[Stored data]
****

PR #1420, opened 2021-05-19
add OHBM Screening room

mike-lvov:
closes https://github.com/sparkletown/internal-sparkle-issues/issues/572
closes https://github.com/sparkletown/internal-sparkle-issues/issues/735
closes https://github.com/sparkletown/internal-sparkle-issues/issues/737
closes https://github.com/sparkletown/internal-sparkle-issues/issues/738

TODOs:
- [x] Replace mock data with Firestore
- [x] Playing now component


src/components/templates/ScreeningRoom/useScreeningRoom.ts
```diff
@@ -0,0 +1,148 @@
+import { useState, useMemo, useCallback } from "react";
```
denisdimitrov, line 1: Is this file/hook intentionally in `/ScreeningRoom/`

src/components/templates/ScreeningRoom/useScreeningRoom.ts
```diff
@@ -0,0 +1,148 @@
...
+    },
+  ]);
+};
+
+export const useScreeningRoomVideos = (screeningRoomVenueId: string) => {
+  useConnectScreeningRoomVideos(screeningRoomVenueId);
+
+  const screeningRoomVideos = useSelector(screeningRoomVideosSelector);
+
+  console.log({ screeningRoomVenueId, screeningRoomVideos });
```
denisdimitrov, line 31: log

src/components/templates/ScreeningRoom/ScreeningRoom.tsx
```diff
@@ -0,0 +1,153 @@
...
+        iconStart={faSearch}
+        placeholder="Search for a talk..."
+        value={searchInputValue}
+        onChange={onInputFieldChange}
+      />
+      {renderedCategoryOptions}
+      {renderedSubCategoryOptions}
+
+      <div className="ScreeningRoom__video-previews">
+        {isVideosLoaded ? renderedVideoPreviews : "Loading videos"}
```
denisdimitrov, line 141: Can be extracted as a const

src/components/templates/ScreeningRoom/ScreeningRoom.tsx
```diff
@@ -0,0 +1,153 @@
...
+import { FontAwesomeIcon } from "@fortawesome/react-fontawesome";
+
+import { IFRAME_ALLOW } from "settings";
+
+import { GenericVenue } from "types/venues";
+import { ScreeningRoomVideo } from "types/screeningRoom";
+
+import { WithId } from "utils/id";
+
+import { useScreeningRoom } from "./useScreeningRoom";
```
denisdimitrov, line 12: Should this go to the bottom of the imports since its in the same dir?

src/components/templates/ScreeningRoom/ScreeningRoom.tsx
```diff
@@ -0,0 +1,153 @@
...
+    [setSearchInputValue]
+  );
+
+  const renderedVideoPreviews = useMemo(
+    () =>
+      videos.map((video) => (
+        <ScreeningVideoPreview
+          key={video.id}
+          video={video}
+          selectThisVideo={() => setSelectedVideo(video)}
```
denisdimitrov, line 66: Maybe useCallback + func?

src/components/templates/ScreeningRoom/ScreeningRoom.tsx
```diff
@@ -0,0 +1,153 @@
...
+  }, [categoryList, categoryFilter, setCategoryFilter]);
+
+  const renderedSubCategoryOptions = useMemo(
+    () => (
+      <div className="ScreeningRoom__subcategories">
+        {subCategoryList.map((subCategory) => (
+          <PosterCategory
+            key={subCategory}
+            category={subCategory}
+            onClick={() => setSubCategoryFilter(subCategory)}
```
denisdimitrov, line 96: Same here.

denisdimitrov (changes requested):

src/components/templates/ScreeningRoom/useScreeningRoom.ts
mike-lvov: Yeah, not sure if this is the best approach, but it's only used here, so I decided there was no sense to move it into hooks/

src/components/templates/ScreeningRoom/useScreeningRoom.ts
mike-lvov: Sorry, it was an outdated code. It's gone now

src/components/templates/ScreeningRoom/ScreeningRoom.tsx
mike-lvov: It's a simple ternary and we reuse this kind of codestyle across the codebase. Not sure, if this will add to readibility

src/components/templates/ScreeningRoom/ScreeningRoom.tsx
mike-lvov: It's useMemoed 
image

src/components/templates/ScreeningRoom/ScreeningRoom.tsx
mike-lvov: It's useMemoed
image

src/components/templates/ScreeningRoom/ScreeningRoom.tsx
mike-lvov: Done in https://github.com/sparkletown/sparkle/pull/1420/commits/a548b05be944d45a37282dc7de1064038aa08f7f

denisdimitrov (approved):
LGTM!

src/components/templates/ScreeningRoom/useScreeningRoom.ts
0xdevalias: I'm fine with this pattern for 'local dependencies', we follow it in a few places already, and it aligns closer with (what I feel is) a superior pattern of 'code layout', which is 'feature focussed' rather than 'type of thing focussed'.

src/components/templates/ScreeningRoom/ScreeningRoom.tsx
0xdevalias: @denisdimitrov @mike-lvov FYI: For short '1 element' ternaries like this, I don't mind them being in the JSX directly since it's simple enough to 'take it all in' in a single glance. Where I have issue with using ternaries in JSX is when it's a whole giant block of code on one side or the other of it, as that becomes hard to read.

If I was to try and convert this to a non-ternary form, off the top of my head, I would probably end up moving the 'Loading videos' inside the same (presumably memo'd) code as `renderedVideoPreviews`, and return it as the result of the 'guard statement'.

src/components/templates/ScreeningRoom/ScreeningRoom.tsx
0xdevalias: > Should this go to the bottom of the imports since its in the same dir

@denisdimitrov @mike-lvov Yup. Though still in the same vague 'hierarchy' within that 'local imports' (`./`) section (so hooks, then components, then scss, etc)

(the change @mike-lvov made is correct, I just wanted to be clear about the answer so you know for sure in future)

****

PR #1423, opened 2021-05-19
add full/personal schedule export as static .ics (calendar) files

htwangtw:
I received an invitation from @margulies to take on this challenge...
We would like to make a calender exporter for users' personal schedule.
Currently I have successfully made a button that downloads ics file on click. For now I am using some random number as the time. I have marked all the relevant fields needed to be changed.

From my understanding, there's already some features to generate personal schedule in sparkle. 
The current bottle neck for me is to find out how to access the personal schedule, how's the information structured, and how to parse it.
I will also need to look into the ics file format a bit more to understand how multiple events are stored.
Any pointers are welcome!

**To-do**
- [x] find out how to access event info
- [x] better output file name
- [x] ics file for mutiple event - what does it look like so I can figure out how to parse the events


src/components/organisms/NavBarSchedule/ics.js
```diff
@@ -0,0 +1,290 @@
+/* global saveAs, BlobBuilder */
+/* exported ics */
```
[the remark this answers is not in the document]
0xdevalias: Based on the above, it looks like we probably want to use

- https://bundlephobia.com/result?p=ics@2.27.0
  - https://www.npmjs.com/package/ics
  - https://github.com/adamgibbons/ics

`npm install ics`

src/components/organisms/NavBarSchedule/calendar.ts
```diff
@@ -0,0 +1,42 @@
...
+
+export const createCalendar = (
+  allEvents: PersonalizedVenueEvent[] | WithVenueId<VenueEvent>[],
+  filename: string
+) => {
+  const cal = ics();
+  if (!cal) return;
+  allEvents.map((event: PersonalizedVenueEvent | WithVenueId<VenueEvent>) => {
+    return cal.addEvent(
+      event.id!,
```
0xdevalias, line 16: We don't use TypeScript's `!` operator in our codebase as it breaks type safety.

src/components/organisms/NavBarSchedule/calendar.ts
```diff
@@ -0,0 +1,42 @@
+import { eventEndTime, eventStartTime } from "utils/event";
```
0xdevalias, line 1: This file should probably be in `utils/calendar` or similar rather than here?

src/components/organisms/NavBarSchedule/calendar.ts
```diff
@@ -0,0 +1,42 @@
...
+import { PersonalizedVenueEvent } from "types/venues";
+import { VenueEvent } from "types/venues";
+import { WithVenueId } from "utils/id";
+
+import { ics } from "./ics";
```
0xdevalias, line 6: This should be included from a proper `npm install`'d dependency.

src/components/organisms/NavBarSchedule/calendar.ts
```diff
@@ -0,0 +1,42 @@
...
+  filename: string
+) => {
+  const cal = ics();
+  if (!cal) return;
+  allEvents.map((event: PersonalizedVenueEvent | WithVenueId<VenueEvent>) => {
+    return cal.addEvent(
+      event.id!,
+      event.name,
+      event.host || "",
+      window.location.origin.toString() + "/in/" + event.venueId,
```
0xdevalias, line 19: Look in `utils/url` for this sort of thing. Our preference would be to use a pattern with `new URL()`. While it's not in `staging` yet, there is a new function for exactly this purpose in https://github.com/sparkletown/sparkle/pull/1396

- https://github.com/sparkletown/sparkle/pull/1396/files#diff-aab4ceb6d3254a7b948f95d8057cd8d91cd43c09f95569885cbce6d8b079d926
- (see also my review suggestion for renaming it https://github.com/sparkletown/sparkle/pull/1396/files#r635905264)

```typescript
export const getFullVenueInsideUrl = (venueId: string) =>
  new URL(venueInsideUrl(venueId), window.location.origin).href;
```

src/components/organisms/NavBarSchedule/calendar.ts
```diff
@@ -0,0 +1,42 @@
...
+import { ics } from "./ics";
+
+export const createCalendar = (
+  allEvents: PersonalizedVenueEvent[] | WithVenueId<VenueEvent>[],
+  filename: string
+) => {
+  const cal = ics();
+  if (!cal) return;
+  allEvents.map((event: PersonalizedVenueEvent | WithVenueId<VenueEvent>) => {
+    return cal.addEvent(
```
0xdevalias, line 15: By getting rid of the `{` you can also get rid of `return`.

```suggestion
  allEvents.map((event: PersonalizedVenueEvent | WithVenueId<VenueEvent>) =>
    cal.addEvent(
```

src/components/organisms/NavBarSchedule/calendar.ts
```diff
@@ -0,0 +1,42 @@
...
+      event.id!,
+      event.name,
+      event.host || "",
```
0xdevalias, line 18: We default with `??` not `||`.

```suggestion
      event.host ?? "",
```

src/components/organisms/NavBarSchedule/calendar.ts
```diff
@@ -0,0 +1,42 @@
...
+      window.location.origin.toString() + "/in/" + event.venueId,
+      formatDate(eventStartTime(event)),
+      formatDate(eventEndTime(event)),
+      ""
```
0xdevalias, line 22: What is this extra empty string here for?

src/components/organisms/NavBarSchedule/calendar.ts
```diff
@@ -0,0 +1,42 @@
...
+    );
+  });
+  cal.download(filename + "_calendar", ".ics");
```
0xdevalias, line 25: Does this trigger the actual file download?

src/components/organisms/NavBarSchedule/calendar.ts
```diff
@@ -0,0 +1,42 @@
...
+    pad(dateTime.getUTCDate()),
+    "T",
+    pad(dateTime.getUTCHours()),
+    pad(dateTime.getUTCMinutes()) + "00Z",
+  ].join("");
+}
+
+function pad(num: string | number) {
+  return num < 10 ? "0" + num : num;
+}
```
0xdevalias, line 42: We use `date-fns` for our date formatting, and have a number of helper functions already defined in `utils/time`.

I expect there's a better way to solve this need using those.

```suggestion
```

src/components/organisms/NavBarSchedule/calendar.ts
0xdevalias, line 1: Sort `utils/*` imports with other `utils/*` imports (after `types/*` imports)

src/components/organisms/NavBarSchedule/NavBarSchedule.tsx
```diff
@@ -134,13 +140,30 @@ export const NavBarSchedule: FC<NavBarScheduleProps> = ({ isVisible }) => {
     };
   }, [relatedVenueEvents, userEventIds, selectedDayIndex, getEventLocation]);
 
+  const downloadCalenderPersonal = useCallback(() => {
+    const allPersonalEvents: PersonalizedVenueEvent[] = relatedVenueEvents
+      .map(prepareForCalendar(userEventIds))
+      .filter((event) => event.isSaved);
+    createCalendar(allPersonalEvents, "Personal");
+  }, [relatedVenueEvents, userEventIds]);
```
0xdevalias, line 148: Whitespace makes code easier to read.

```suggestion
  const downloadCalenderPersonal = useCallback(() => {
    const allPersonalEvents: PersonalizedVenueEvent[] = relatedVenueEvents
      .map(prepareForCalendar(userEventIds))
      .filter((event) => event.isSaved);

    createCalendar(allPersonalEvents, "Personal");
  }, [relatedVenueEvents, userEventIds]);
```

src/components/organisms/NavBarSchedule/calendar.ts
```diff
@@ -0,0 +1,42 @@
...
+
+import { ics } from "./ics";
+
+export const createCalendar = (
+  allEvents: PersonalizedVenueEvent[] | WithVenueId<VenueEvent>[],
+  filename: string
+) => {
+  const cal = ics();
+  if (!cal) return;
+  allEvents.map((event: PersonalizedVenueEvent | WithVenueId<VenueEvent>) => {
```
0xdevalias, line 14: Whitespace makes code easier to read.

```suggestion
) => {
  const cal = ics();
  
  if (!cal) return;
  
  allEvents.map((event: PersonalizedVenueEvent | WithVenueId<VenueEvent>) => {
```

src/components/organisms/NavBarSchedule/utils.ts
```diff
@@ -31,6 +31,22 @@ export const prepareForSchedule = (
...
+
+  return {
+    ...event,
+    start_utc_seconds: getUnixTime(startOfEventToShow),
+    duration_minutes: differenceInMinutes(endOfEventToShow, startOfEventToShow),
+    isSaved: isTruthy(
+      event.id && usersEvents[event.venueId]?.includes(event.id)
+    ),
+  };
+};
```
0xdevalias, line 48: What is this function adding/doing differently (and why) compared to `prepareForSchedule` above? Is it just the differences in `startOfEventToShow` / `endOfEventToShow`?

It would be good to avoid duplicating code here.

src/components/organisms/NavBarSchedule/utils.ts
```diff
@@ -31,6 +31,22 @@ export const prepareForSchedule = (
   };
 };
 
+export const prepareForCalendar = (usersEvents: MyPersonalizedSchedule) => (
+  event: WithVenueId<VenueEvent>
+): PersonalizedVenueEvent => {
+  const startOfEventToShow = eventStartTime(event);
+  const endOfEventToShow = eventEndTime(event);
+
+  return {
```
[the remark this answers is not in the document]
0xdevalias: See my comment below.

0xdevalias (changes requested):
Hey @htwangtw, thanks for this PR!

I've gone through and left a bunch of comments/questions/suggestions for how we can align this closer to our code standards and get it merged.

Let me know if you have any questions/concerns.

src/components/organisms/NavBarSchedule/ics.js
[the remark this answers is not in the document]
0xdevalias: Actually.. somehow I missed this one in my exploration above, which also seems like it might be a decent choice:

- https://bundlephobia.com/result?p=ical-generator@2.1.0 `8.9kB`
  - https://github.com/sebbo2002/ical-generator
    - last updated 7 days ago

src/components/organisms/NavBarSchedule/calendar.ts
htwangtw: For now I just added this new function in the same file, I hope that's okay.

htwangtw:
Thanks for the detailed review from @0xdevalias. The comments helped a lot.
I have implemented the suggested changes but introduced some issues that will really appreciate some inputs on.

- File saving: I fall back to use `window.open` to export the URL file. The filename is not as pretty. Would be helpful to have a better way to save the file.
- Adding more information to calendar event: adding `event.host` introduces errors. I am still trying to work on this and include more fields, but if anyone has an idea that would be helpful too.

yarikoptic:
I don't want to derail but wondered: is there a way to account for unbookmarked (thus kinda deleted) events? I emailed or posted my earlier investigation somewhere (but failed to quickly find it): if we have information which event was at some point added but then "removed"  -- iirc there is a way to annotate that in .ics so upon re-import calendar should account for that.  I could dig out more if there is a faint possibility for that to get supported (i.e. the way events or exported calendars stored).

****

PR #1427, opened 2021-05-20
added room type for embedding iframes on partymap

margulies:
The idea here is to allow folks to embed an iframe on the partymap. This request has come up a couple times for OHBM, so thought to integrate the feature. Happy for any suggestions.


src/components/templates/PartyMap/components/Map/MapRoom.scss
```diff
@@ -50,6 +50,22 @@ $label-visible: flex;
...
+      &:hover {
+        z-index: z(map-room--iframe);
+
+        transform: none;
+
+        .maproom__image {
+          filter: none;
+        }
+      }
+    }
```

****

Assignment
Find the string "utils" in the entries above and return each line that holds it.

Answer to this task
+import { WithId } from "utils/id";
+import { eventEndTime, eventStartTime } from "utils/event";
0xdevalias, line 1: This file should probably be in `utils/calendar` or similar rather than here?
+import { WithVenueId } from "utils/id";
0xdevalias, line 19: Look in `utils/url` for this sort of thing. Our preference would be to use a pattern with `new URL()`. While it's not in `staging` yet, there is a new function for exactly this purpose in https://github.com/sparkletown/sparkle/pull/1396
0xdevalias, line 42: We use `date-fns` for our date formatting, and have a number of helper functions already defined in `utils/time`.
0xdevalias, line 1: Sort `utils/*` imports with other `utils/*` imports (after `types/*` imports)
src/components/organisms/NavBarSchedule/utils.ts
src/components/organisms/NavBarSchedule/utils.ts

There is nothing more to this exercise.